RoughNightForLulu

Tumbling towards sporadically
Fri Aug 12

Contra-Contraception

“On August 2, Duquesne University, a private Catholic school in Pittsburgh, filed suit against Highmark Inc. because the insurer allegedly mishandled the school’s prescription drug plan over the course of three years. Duquesne’s contract with Highmark specified that the insurance could not cover contraceptives because they contradict the university’s Catholic faith, but Highmark went ahead and covered birth control (and other drugs it wasn’t supposed to cover) anyway.” - Mother Jones

This debate is not a new one, but it’s been stoked recently since the inclusion of the “conscience clause” in Obama’s health plan. It still seems to me that having one’s personal contraception determined at all by his/her employer’s religious beliefs is discriminatory and an infringement on an individual’s sexual freedom, not to mention the imposition of one individual’s faith upon another.

In terms of “conscientiously objecting,” there is a grave difference between declining to partake in an armed conflict, and denying one’s employees control over their own reproductive systems: Employers have not been called to fight a war in their employees’ bodies. (This may seem like an odd question, but if someone conscientiously objects to a war can he/she insist that his/her employees also refuse to participate?) Employers are not entitled to follow their workers home to watch their intimate activities, and yet strangely enough for matters of personal belief they may insist upon playing a super-visional role in them.

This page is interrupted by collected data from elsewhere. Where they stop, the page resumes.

PR #3654, opened 2024-11-21
Separate org listing error from finding 0 members error cases

trufflesteeeve:
### Description:
Currently, if we find 0 members when listing members in an org, _or_ if we have an error when listing members in an org, we report an error message that says we can't list the org members. Now that message is more specific to the error case vs. the zero members case, and also includes the org name in the error message.

### Checklist:


rosecodym (approved):
I personally think the mocked test is overkill, but I suppose it's pretty effective as a manager enrichment activity. Thanks for doing this!

PR #3660, opened 2024-11-23
feat(typeform): add v2 detector for new key formats

ggmolly:
### Description:
Typeform has apparently introduced a new format for API keys, according to the [API documentation](https://www.typeform.com/developers/get-started/personal-access-token/) and a key I have generated, I wrote a second version of the Typeform.

### Checklist:


pkg/detectors/typeform/v2/typeform.go
```diff
@@ -0,0 +1,96 @@
...
+type Scanner struct{}
+
+// Ensure the Scanner satisfies the interface at compile time.
+var _ detectors.Detector = (*Scanner)(nil)
+
+var (
+	client = common.SaneHttpClient()
+
+	// Make sure that your group is surrounded in boundary characters such as below to reduce false positives.
+	keyPat = regexp.MustCompile(`\btfp_[a-zA-Z0-9_\.=\-]{40,59}\b`)
```
rgmz, line 25: The comment's suggestion to use a boundary character is actually bad advice, it won't match if the last character is `.=-`.

One possible alternative is to say "anything but":
```suggestion
	keyPat = regexp.MustCompile(`\btfp_[a-zA-Z0-9_\.=\-]{40,59}(?:[^a-zA-Z0-9_\.=\-]|\z)`)
```

pkg/detectors/typeform/v2/typeform.go
```diff
@@ -0,0 +1,96 @@
...
+)
+
+func (s Scanner) Version() int { return 2 }
+
+// Keywords are used for efficiently pre-filtering chunks.
+// Use identifiers in the secret preferably, or the provider name.
+func (s Scanner) Keywords() []string {
+	return []string{"typeform", "tfp_"}
```
rgmz, line 33:
```suggestion
	return []string{"tfp_"}
```

pkg/detectors/typeform/v2/typeform.go
```diff
@@ -0,0 +1,96 @@
...
+	}
+
+	for _, match := range matches {
+		s1 := detectors.Result{
+			DetectorType: detectorspb.DetectorType_Typeform,
+			Raw:          []byte(match),
+		}
+
+		if verify {
+			req, err := http.NewRequestWithContext(ctx, "GET", "https://api.typeform.com/me", nil)
```
rgmz, line 60: The older convention for detector logic has a bunch of issues. I'd recommend moving this into a separate function (for the sake of `defer`) and having explicit error handling + status code checks.

e.g., https://github.com/trufflesecurity/trufflehog/blob/abaacd7e8af3019d622848641a095e471b6daf74/pkg/detectors/alchemy/alchemy.go#L68

ggmolly:
Upon further testing I wasn't able to neither generate nor find a key with any of these characters: `.=-`. Therefore, I removed them from the regex entirely. However, I refactored the verification part of the code, removed the extra keyword, and squashed the changes.

pkg/detectors/typeform/v2/typeform.go
```diff
@@ -0,0 +1,107 @@
...
+	Language string `json:"language,omitempty"`
+}
+
+// FromData will find and optionally verify Typeform secrets in a given set of bytes.
+func (s Scanner) FromData(ctx context.Context, verify bool, data []byte) (results []detectors.Result, err error) {
+	dataStr := string(data)
+
+	matches := keyPat.FindAllString(dataStr, -1)
+
+	if len(matches) == 0 {
```
kashifkhan0771, line 48: Not required. If length is zero the loop will be skipped.

pkg/detectors/typeform/v2/typeform.go
```diff
@@ -0,0 +1,107 @@
...
+	req.Header.Add("Authorization", fmt.Sprintf("Bearer %s", secret))
+	res, err := client.Do(req)
+	if err != nil {
+		return false, response, err
+	}
+	defer res.Body.Close()
+	if err = json.NewDecoder(res.Body).Decode(&response); err != nil {
+		return false, response, err
+	}
+	if res.StatusCode >= 200 && res.StatusCode < 300 {
```
kashifkhan0771, line 95: We should be more specific for success validation status codes.

pkg/detectors/typeform/v2/typeform.go
```diff
@@ -0,0 +1,107 @@
...
+		return true, response, nil
```
kashifkhan0771, line 96: Not handling the fail validation status like 401 or 403 etc? Error should be returned in case of unexpected status code.

pkg/detectors/typeform/v2/typeform_test.go
```diff
@@ -0,0 +1,120 @@
+//go:build detectors
```
kashifkhan0771, line 1: According to new structure the `test.go` file should contain pattern test cases and the `_integration_test.go` file should have the integration test cases.

kashifkhan0771 (changes requested):

ggmolly:
1. Updated the code to consider only HTTP 200 as valid response, other codes return an error
2. Removed the redundant check
3. Changed tests to match the new structure
(squashed again)

kashifkhan0771 (approved):

rosecodym:
Thank you for this!

PR #3666, opened 2024-11-25
fixed api flash detector

kashifkhan0771:
### Description:
Fixed the API Flash detector and refactored the approach for verification.

### Checklist:

### DIFF
--- a/pkg/detectors/apiflash/apiflash.go
+++ b/pkg/detectors/apiflash/apiflash.go
@@ -24,7 +24,8 @@ var (
 
 	// Make sure that your group is surrounded in boundary characters such as below to reduce false positives.
 	keyPat = regexp.MustCompile(detectors.PrefixRegex([]string{"apiflash"}) + `\b([a-z0-9]{32})\b`)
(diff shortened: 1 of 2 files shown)


pkg/detectors/apiflash/apiflash.go
```diff
@@ -24,7 +24,8 @@ var (
 
 	// Make sure that your group is surrounded in boundary characters such as below to reduce false positives.
 	keyPat = regexp.MustCompile(detectors.PrefixRegex([]string{"apiflash"}) + `\b([a-z0-9]{32})\b`)
-	urlPat = regexp.MustCompile(detectors.PrefixRegex([]string{"apiflash"}) + `\b([a-zA-Z0-9\S]{21,30})\b`)
```
kashifkhan0771, line 27: I wasn't sure of the original intention behind detecting a URL specifically for verification, as we can use any fixed URL with an access key for this purpose. To improve flexibility, I removed the URL pattern and introduced a fixed Google URL.

zricethezav: that makes sense to me

zricethezav (approved):

PR #3687, opened 2024-11-27
[refactor] - `detectorKeywordMatcher` initialization

ahrav:
### Description:
This PR relocates the initialization of the `detectorKeywordMatcher` to the `apk` handler file. This change offers several benefits:  

1. **Efficiency**: Constructing the matcher is relatively resource-intensive and requires a decent amount of memory (~45MB). By initializing it as a singleton in the `apk` handler, we incur this cost only once, enabling reuse across all `apk` handlers throughout the program's lifecycle.  
2. **Relevance**: The matcher’s functionality is closely tied to the `apk` handler rather than the detectors, so keeping it within the `apk` codebase improves logical cohesion (imo).

Sorry @joeleonjr I totally missed the location of this logic in your earlier PR. 😭 
### Checklist:

### DIFF
--- a/pkg/engine/defaults/defaults.go
+++ b/pkg/engine/defaults/defaults.go
@@ -1,12 +1,6 @@
 package defaults
 
 import (
-	"bytes"
-	"strings"
-	"sync"
-
-	ahocorasick "github.com/BobuSumisu/aho-corasick"
-
 	"github.com/trufflesecurity/trufflehog/v3/pkg/detectors"
 	"github.com/trufflesecurity/trufflehog/v3/pkg/detectors/abbysale"
 	"github.com/trufflesecurity/trufflehog/v3/pkg/detectors/abuseipdb"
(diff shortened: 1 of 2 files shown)


pkg/engine/defaults/defaults.go
```diff
@@ -1697,60 +1691,3 @@ func DefaultDetectorTypesImplementing[T any]() map[detectorspb.DetectorType]stru
...
-				keywords = append(keywords, kwLower)
-			}
-		}
-	}
-	return keywords
-}
-
-// DefaultDetectorKeywordMatcher encapsulates the Aho-Corasick trie for keyword matching.
-type DefaultDetectorKeywordMatcher struct {
-	mu   sync.RWMutex
```
ahrav, line 1729: Removed the mutex as the `trie` is immutable after construction in our case.

ahrav:
> I agree that there's no need to incur the cost when we're not scanning APKs, but I envision needing access to this for other file types + sources in the future. Knowing that, would you still suggest locating this inside the `apk.go` file or would it make sense to put it somewhere else that is then imported into `apk.go`?

I'd argue, that until we have a clear understanding of its future use, it seems more practical to keep it confined to the APK handling logic. If we later need it elsewhere, we can relocate it to a better place where it's only initialized when necessary.

If broader use is anticipated, we could also consider redesigning the interface to make it more ergonomic.

Should the need arise to use this logic in multiple places, we could inject the same underlying trie into each location, leveraging its compatibility with our Aho-Corasick core package.

rosecodym (approved):
Do we have any written literature on why apk scanning has its own keyword matching step?

joeleonjr:
There are a few comments in the `apk.go` file, but the basic idea is this:

We're using a DEX file parser that takes the dex bytecode and makes it a bit more intelligible, ex:
```
invoke-interface method=android/os/Parcelable$Creator:createFromParcel:([Landroid/os/Parcel;]):Ljava/lang/Object; args=[2 1]
   move-result-object dst=0
   return-object value=0
   const/4 dst=0 value='0'
   return-object value=0
``` 

All const-string instructions could be potential secrets; however, due to the output of this tool, we won't necessarily have the keyword within 45 characters. So instead, we get a huge list of all potential keywords, search for the keywords in the class and method names that are close to those strings. If we find a match, we'll append that matched keyword to each string. Without this additional step, TruffleHog misses secrets in DEX code that would be obvious if we did a full APK decompiling. 

It's a very similar process to what we had to do for Postman and will likely need to do for additional data sources. It is imperfect (we're scanning a lot more chunks of data than we probably need to), but without that keyword context, TruffleHog misses secrets.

It is understood that religious institutions do not want their money to fund the taking of life, but if employees utilizing any form of birth control are on their payroll, then is it not just a matter of a *particular* dollar going to the health care provider? This one instead of that one? The employer’s denial of this specific aspect of health coverage, then, would seem merely a symbolic gesture — however, one that, while reminding their employees of their morals, also violates their employees’ freedom to develop and live by their own.